With hormone replacement therapy for menopause: As estrogen therapy alone is not recommended, progesterone should be used as an adjunct to the last 2 weeks of each course of therapy, followed by one week of support for any replacement therapy during which withdrawal bleeding may occur.
At the risk of premature birth: take 400 mg of Utrozhestan every 6-8 hours until the symptoms disappear. The effective dose and frequency of application are selected individually depending on the clinical manifestations of the threat of premature birth. After the symptoms disappear, the dose of Utrozhestan is gradually reduced to maintenance (for example, 200 mg 3 times a day). At this dose, the drug can be used up to 36 weeks of pregnancy.
The use of progesterone after 36 weeks of pregnancy is not recommended.

Intravaginal use
The capsules are inserted deep into the vagina in a supine position.
Wash your hands thoroughly before each use so that no detergent remains on your hands.
The average dose is 200 mg of progesterone per day (1 capsule of 200 mg or 2 capsules of 100 mg, divided into 2 doses, morning and evening, which are injected deep into the vagina, if necessary with an applicator). The dose can be increased depending on the patient’s response.

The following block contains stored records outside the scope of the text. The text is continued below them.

PR #2400, opened 2022-04-20
Improve styles for links containing icons (and related issues)

crhallberg:
TODO:
- [x] Author links may present a problem (discuss)
- [x] Titles of related works
- [x] Feedback link missing underlining
- [x] Delete links in search history need adjustment
- [x] View links above search results need adjustment
- [x] Checkbox facets need adjustment
- [x] Search tool links at bottom of results need adjustment
- [x] OpenURL links need adjustment
- [x] DOI links (doi.js) need adjustment 
- [x] Add to Book Bag on record page needs underlining removed
- [x] First/Prev/Next/Last buttons on record pages need review and to be made consistent (are they links or buttons?)
- [x] Place Title Level Request link needs adjustment
- [x] Show Other Versions (in results and on record view) needs adjustment
- [x] Inconsistent styles on request links (place hold underlined, storage retrieval / ILL not underlined)
- [x] All action links in Library Cards have also the icon underlined (Add Library Card, Edit, Delete)
- [x] Fix failing integration tests
- [x] Fix search history delete button
- [x] Fix advanced search link underlining
- [x] Fix delete button on "edit list item" page
- [x] Fix result-list.phtml full text link formatting
- [x] Fix wrapping of long status display in MyResearch menu
- [x] Extended holdings template needs icon alignment help
- [x] Close [VUFIND-1533](https://openlibraryfoundation.atlassian.net/browse/VUFIND-1533) when merging

PR #2629, opened 2022-11-17
Include DOI link icon in the anchor.

EreMaijala:
I believe the icon should be part of the link. We're currently quite inconsistent [1] with that, but the results view type links can be used as an example. It causes the unsightly underlining issue, but still better for usability and the icon getting the link color.

[1] e.g. `Show QR Code` and `Save to List` don't include the icon, while `Add to Book Bag` does.

### DIFF
--- a/themes/bootstrap3/js/doi.js
+++ b/themes/bootstrap3/js/doi.js
@@ -38,9 +38,9 @@ VuFind.register('doi', function Doi() {
                 var icon = $('<img />');
                 icon.attr('src', response.data[currentDoi][i].icon);
                 icon.attr('class', 'doi-icon');
-                $(doiEl).append(icon);
+                newLink.prepend(icon);
               } else if (typeof response.data[currentDoi][i].localIcon !== 'undefined') {
-                $(doiEl).append(response.data[currentDoi][i].localIcon);
+                newLink.prepend(response.data[currentDoi][i].localIcon);
               }
               $(doiEl).append(newLink);
               $(doiEl).append("<br />");


demiankatz:
@EreMaijala, #2400 is work in progress to normalize all the link/icon behavior. @crhallberg just finished another round of bug-fixing there, so I'm planning to test it again this morning. Maybe we should hold off on finishing this until that one is merged.

EreMaijala:
@demiankatz #2400 is not affecting this one, but I'm fine with incorporating the fixes there if it seems to be nearing completion.

demiankatz:
@EreMaijala, if you don't expect #2400 to cause a need for further changes here, I'm happy to review/merge this now... I just thought if the styling there would be useful for improving this code, then we might as well wait instead of changing the code twice.

EreMaijala:
@demiankatz Further changes are needed here to get the underlining nice and uniform like in #2400. But since #2400 is pretty extensive, I can't merge it to our tree without fair amount of work, so my wish would be to merge this (then it could be cherry-picked or merged before #2400 lands), then merge dev to #2400 and add the tweaks to doi.js there. But if it's too much trouble, I can just override doi.js locally and undo that later.

demiankatz:
@EreMaijala, if that makes your life easier, it's fine with me -- I just want to be sure we don't forget about this, but that's easily done by adding a TODO checkbox on #2400 as soon as this is merged. I'll try to take a closer look here as soon as I'm done with my current #2400 review.

EreMaijala:
@demiankatz I've already added a TODO checkbox in #2400 since it needs attention in any case.

demiankatz (approved):
Looks fine to me!

PR #2630, opened 2022-11-17
Fix setting of language cookie.

EreMaijala:
- Overrides the cookie strategy to avoid it setting a cookie with wrong parameters.
- Only sets the language cookie if it doesn't already exist or match the detected language.


demiankatz (approved):
Thanks, @EreMaijala -- I've backported this to the release-8.1 branch and merged it from there to dev, so we can include it in our next bug fix release.

PR #2632, opened 2022-11-21
Support for filters in SolrPrefix autocomplete

xrosecky:


module/VuFind/src/VuFind/Autocomplete/SolrPrefix.php
```diff
@@ -121,6 +128,9 @@ public function getSuggestions($query)
             $options = $params->getOptions();
             $options->disableHighlighting();
             $options->spellcheckEnabled(false);
+            foreach ($this->filters as $current) {
+                $this->searchObject->getParams()->addFilter($current);
```
demiankatz: Would it make more sense to add these directly to the $params object a few lines earlier, since we have direct access in this method?

demiankatz (changes requested):
Thanks for this -- one small suggestion for improvement below.

Also, a question: what mechanism causes the filters to get added in the first place? Do we need to add a config setting, etc.?

demiankatz (approved):
Thanks, @xrosecky -- I see now that this is part of standard "duck typing" in the VuFind\Autocomplete\Suggester.

PR #2986, opened 2023-07-10
Shibboleth: clean up comments with use statement.

demiankatz:
I happened to notice that the Shibboleth auth module contained an unused use statement, but using the use statement allowed simplification of many comments. This PR applies that simplification for readability. It should have no impact on the functionality of the code.


xmorave2 (approved):

demiankatz:
Thanks, @xmorave2!

PR #2987, opened 2023-07-10
Add simulated single sign-on for testing purposes.

demiankatz:
This pull request creates a new authentication module and controller which allow VuFind to simulate a single sign-on process for testing purposes. When enabled, clicking on the "institutional login" link will automatically log the user in with the username fakeuser1. This could potentially be extended to make the username/user attributes configurable, but I kept things simple for now.

This functionality could be used to build automated tests that exercise VuFind's single sign-on workflows. It could also be useful for developers who want to try these workflows without access to a real SSO system.

I hope to make use of this to test #2941 in my local environment.


module/VuFind/src/VuFind/Auth/SimulatedSSO.php
```diff
@@ -0,0 +1,97 @@
...
+     * Session initiator URL callback
+     *
+     * @var callable
+     */
+    protected $getSessionInitiatorCallback;
+
+    /**
+     * Constructor
+     *
+     * @param string $url Session initiator URL callback
```
xmorave2: this should be callable, not string

xmorave2: The type of `$url` parameter should be  `callable`, not  `string`.

module/VuFind/src/VuFind/Auth/SimulatedSSO.php
```diff
@@ -0,0 +1,97 @@
...
+     */
+    public function __construct($url)
+    {
+        $this->getSessionInitiatorCallback = $url;
+    }
+
+    /**
+     * Attempt to authenticate the current user.  Throws exception if login fails.
```
xmorave2: There is double space in comment.

module/VuFind/src/VuFind/Auth/SimulatedSSO.php
```diff
@@ -0,0 +1,97 @@
...
+        $user->email = 'fake@example.com';
+
+        // Save and return the user object:
+        $user->save();
+        return $user;
+    }
+
+    /**
+     * Get the URL to establish a session (needed when the internal VuFind login
+     * form is inadequate).  Returns false when no session initiator is needed.
```
xmorave2: There is double space in comment.

xmorave2 (changes requested):
Working OK. Code is looking good, I just found only few minor issues.

demiankatz:
Thanks, @xmorave2! I've corrected the issues you highlighted, though those double-space-in-comment issues are probably present in some or all of the other authentication modules, since I just copied and pasted the existing comments from Shibboleth when I built this. I'll open up a follow-up PR to fix that.

xmorave2 (approved):

PR #2989, opened 2023-07-11
Add missing container dependency to ChannelsController.

demiankatz:
#2941 revealed a bug in the ChannelsController: even though it extends the AbstractBase controller, it does not inject the top-level service manager that is required/expected by the parent class. This can lead to unexpected failures and problems. This PR adds the missing dependency. This could be viewed as a minor BC break, but I think the fact that it fixes potential bugs overrides that concern and makes it worth including in release 9.0.3. I'm open to discussing this, however!

TODO
- [ ] Add note to changelog

### DIFF
--- a/module/VuFind/src/VuFind/Controller/ChannelsController.php
+++ b/module/VuFind/src/VuFind/Controller/ChannelsController.php
@@ -29,6 +29,7 @@
 
 namespace VuFind\Controller;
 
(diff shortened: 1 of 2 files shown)


LuomaJuha (approved):
Seems good! I think the bc in this pr is something which should be fixed and so the bc is desired.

With partial insufficiency of the luteal phase (disovulation, menstrual irregularities), the daily dose is 200 mg for 10 days (usually from the 17th to the 26th day of the cycle).
In case of complete luteal phase insufficiency [complete absence of progesterone in women with non-functioning (absent) ovaries (egg donation)]: the dose of progesterone is 100 mg on the 13th and 14th day of the transfer cycle. From the 15th to the 25th day of the cycle, the dose of progesterone is 200 mg, divided into two doses (morning and evening). From the 26th day, in the case of early diagnosis of pregnancy, the dose is increased, gradually (every week) by 100 mg of progesterone per day, reaching a maximum of 600 mg of progesterone per day, divided into three doses. This dosage should be followed until the 60th day.
Maintenance of the luteal phase during the cycle of in vitro fertilization: treatment is carried out starting in the evening of the day of embryo transfer, at the rate of 600 mg per day in 3 doses (200 mg once every 8 hours).
In case of risk of miscarriage or for the prevention of habitual miscarriage due to lutein deficiency: 200-400 mg per day (100-200 mg per dose every 12 hours) up to 12 weeks of pregnancy.
Prevention of preterm birth in women with a short cervix or in women with a history of premature birth: the dose is 200 mg per day and is used in the evening before bedtime from the 22nd to the 36th week of pregnancy.
Children There are no clinical data on the use of the drug in children.

Children

There are no clinical data on the use of the drug in children.

Overdose

Symptoms of an overdose may be manifested by symptoms of adverse reactions, including drowsiness, dizziness, euphoria, dysmenorrhea, a decrease in the duration of the cycle, metrorrhagia.

In some individuals, the usual dose may be excessive due to the existing or secondary occurrence of unstable endogenous progesterone secretion, hypersensitivity to the drug, or a very low concomitant blood level of estradiol.

In such cases, it is enough:

  • reduce the dose of progesterone or prescribe progesterone in the evening before bedtime for 10 days per cycle in case of drowsiness or transient dizziness;
  • postpone the start of treatment to a later date in the cycle (for example, the nineteenth day instead of the 17th) in case of its reduction or bleeding;
  • check whether the level of estradiol is sufficient in a patient receiving premenopausal hormone replacement therapy.

Side effects:

  • disorders of the reproductive system and mammary glands: changes in menstruation, amenorrhea, intermenstrual bleeding;
  • violation of the central nervous system: headaches, drowsiness, short-term feeling of dizziness;
  • hepatobiliary system: cholestatic jaundice.